● **EXERCISE AIM**
Take the records below and print them verbatim up to and including the line that carries "-646,7 +646,7 @@".
::: DATA TO USE :::
PR #4595, opened 2020-09-02
Add reason newly posted youtube video and medium posts

user12986714:
This PR tries to catch newly posted youtube videos.

### DIFF
--- a/findspam.py
+++ b/findspam.py
@@ -646,7 +646,7 @@ def new_video(s, site):
     # Youtube ID regex is by brunodles, https://stackoverflow.com/a/31711517
     youtube_ids = regex.findall(r"(?:https?:\/\/)?(?:www\.)?youtu\.?be(?:\.com)?\/" +
                                 r"?.*(?:watch|embed)?(?:.*v=|v\/|\/)([\w\-_]+)\&?", s)
-    youtube_links = ["https://" + x for x in youtube_ids]
+    youtube_links = ["https://youtu.be/" + x for x in youtube_ids]
     return scrap_and_check(youtube_links,
                            r'"dateText":{"simpleText":"(Jan|Feb|Mar|Apr|May|Jun|' +
                            r'Jul|Aug|Sep|Oct|Nov|Dec)[a-z]? (\d++), (\d++)"}',
--- a/findspam.py
+++ b/findspam.py
@@ -11,6 +11,7 @@ from datetime import datetime
 import time
 import os
 import os.path as path
+import requests
 
 import regex
 # noinspection PyPackageRequirements
@@ -44,6 +45,7 @@ CHARACTER_USE_RATIO = 0.42
 PUNCTUATION_RATIO = 0.42
 REPEATED_CHARACTER_RATIO = 0.20
 IMG_TXT_R_THRES = 0.7
+OLD_VIDEO_THRES = 5
 EXCEPTION_RE = r"^Domain (.*) didn't .*!$"
 RE_COMPILE = regex.compile(EXCEPTION_RE)
 COMMON_MALFORMED_PROTOCOLS = [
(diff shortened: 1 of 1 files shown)


Daniil-M-beep:
Nice idea, have you tested the code?

user12986714:
@Daniil-M-beep I would be happy if someone can help me to test the code. The problem is that I am not capable of creating useful test accounts.

Daniil-M-beep:
@user12986714  Ok. I'll try and organise some testing later today.

Daniil-M-beep:
@user12986714 Apologies but it might not be today but I'll try and get it done relatively soon.

Daniil-M-beep:
This has been tested by me and neither of the 2 rules work.

NobodyNada:
I *really* like the idea, but I'm skeptical of rolling-our-own YouTube, just because it is very much subject-to-change and might end up being troublesome to maintain down-the-road. There may be a couple of more stable alternatives:

- The [YouTube Data API](https://developers.google.com/youtube/v3/getting-started) -- looks like we can make 10k requests/day for free. (Of course Google isn't exactly known for keeping their APIs operational long-term either.)
- [youtube-dl](https://github.com/ytdl-org/youtube-dl/blob/master/README.md#embedding-youtube-dl) is a popular and frequently-updated Python command-line-tool/library for scraping YouTube. I haven't tried it and there doesn't seem to be much of an API documentation, but it looks like you should be able to import the library and call `extract_info(url, download=False)`, which will return a dictionary with an `upload_date` parameter.

user12986714:
> I _really_ like the idea, but I'm skeptical of rolling-our-own YouTube scraper, just because it is very much subject-to-change and might end up being troublesome to maintain down-the-road. There may be a couple of more stable alternatives:
> 
> * The [YouTube Data API](https://developers.google.com/youtube/v3/getting-started) -- looks like we can make 10k requests/day for free. (Of course Google isn't exactly known for keeping their APIs operational long-term either.)
> * [youtube-dl](https://github.com/ytdl-org/youtube-dl/blob/master/README.md#embedding-youtube-dl) is a popular and frequently-updated Python command-line-tool/library for scraping YouTube. I haven't tried it and there doesn't seem to be much of an API documentation, but it looks like you should be able to import the library and call `extract_info(url, download=False)`, which will return a dictionary with an `upload_date` parameter.

I agree it would be a great idea if we can use the API, however it requires coordination w.r.t. API keys and limits the extensibility of such detection mechanisms. For example, it would be great if we later expand to other blog sites like blogspot or something else.

NobodyNada:
> I agree it would be a great idea if we can use the API, however it requires coordination w.r.t. API keys and limits the extensibility of such detection mechanisms. For example, it would be great if we later expand to other blog sites like blogspot or something else.

@user12986714 Those are both true. However, we've had to do API key deployment in the past (e.g. for Perspective), and it's pretty simple:

1. Add a new config entry for the API key, but make sure Smokey still runs fine without it (just without rule disabled). That way, test instances/instances that haven't updated the API key will still work.
2. Update `config.sample` with a placeholder, and update the `config` on Keybase with the real key. That way, all future instances will include the key.
3. Send a message in the runner Keybase chat reminding the runners to add the key to their existing instances.

As far as extensibility goes: yes, we're writing special code to use the YouTube API, but that doesn't stop us from using regexes on Medium or Blogspot. I'm worried about using regex *specifically* on YouTube because YT is not scraper-friendly and I would prefer to stay out of that cat-and-mouse game.

NobodyNada:
I've just taken a closer look at the Medium one, too. I'm concerned by the `class="bh bi at au av aw ax ay az ba fu bd bl bm"`, as obfuscated classes like that are usually anti-adblock measures and are therefore periodically randomized. (Also, I'm just a little bit concerned by the regex; what if someone requests the page from Europe and gets a date of 4 Oct instead of Oct 4?)

However, there's a MUCH easier way to get the date out of a Medium post. Every Medium post has the following meta-tag:

    <meta data-rh="true" property="article:published_time" content="[an ISO 8601 timestamp]">

Finally, since we already have BeautifulSoup, I'd suggest using that [instead of regex to parse HTML](https://stackoverflow.com/a/1732454/3476191), as it will be easier and more reliable.

skprtest666 (changes requested):
F

PR #4596, opened 2020-09-02
Add blacklisters to config file for testing

makyen:
One of the things that's hampered testing is that it's necessary to connect to MS to get a list of blacklist manager approved users. This has been handled in a few cases by copying a codePrivileges.p file around. That's a bit clunky.

This PR adds 3 new optional values to the config file:
* `se_blacklisters`
* `mse_blacklisters`
* `so_blacklisters`
Each value is a comma separated list of IDs which are to be blacklist manager approved on the respective chat server. If there is an existing list of blacklist managers available from MS, then the IDs are added to it. If there is no list of blacklist managers available from MS (i.e. there's no MS key), then the lists that are provided in the config file by chat server are used alone.

### DIFF
--- a/config.sample
+++ b/config.sample
@@ -21,3 +21,8 @@ location=location_here
 
 # Perspective API key
 # perspective_key=some_key
+
+# Manually add blacklist privileged users (primarily for testing):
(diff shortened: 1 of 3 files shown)


Daniil-M-beep (approved):
Good idea.

Issue #565, opened 2017-03-03
!!/report sometimes breaks Smokey


j-f1:
Sometimes, Smokey will silently die when `!!/report` is called. This does not happen every time, and Smokey doesn’t restart or reply to the message. This seems to happen more frequently when `!!/report`ing Ask Ubuntu questions.

AWegnerGitHub:
Thank you for posting this issue.

---

Developers/Troubleshooters/Users of Smokey/Bug Causers:

Due to the nature of this bug and our difficultly in reliably replicating it, we need to keep this issue updated with a few key details when the issue occurs. Hopefully this will help us track down the bug directly or a pattern we can use to replicate the issue:

 - Details on WHEN it failed, with a link to the chat message and a link to the post itself (either in metasmoke or on Stack Exchange).
 - Information on whether we know smokey was alive at the time of the report. When was the last time `!!/report` was run or the last time Smokey posted a message?

teward:
Also include a link to what you reported, so we can see if it's an issue with odd characters or such in the reported item's content that could have broken the chat socket or something.  (As well, any additional information you can provide could be useful as well).

Note that we did some testing on this to try and replicate the chat failure with a debugger attached and couldn't replicate the failures that we've seen.

j-f1:
Since spam posts usually get deleted quickly, you might want to inline them like this:

<details><summary><a href="//charcoal-se.org">Post Link</a></summary>

> Post contents

</details>

Code:
```html
<details><summary><a href="//charcoal-se.org">Post Link</a></summary>

> Post contents

</details>
```

AWegnerGitHub:
Failure:

 - Site: english.stackexchange.com
 - Link: http://english.stackexchange.com/questions/376565
 - Content: Unavailable
 - Chat message: http://chat.stackexchange.com/transcript/message/35810201#35810201
 - Time: Approximately 4:52pm UTC
 - Last Smokey Report: Approximately 4:50pm UTC

Undo1:
Success:

 - Site: stackoverflow.com
 - Link: stackoverflow.com/q/42592564/
 - Content: https://metasmoke.erwaysoftware.com/post/59497
 - Chat message: https://chat.stackexchange.com/transcript/message/35821970#35821970
 - Time: Approximately 5:41am UTC
 - Last Smokey Report: 5:39am UTC

Glorfindel83:
[...]

PR #4690, opened 2020-09-09
[gitmanager] Fix deadlock caused by leak in reject_pull_request

### LINKED ISSUE #4291: SD randomly loses connection to CHQ chat

NobodyNada:
[Once again](https://github.com/Charcoal-SE/SmokeDetector/issues/565), leaked locks cause Smokey to randomly die.

In this case, the `!!/reject` command acquired the gitmanager lock but never released it. This means that when the *next* gitmanager operation attempts to acquire the lock, it deadlocks forever, permanently stalling the calling thread.

Resolves #4291 (or at least one possible cause of the issue).

### DIFF
--- a/gitmanager.py
+++ b/gitmanager.py
@@ -392,16 +392,16 @@ class GitManager:
         if comment:  # yay we have comments now
             GitHubManager.comment_on_thread(pr_id, comment)
 
-        cls.gitmanager_lock.acquire()
-        origin_or_auth = cls.get_origin_or_auth()
-        git.fetch(origin_or_auth, '+refs/pull/{}/head'.format(pr_id))
-        payload = {"state": "closed"}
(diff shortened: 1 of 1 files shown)


NobodyNada:
Also supersedes #4569. However, @user12986714 might have the right idea long-term: we could change command dispatch such that each command gets its own thread (with some sort of `!!/commandstatus` to enumerate running commands, and perhaps a warning if a command takes longer than ~60s to complete). That way, this sort of issue will be both easier to find and easier to work around.

makyen:
!!/approve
:::
● **WRITTEN SOLUTION**
PR #4595, opened 2020-09-02
Add reason newly posted youtube video and medium posts

user12986714:
This PR tries to catch newly posted youtube videos.

### DIFF
--- a/findspam.py
+++ b/findspam.py
@@ -646,7 +646,7 @@ def new_video(s, site):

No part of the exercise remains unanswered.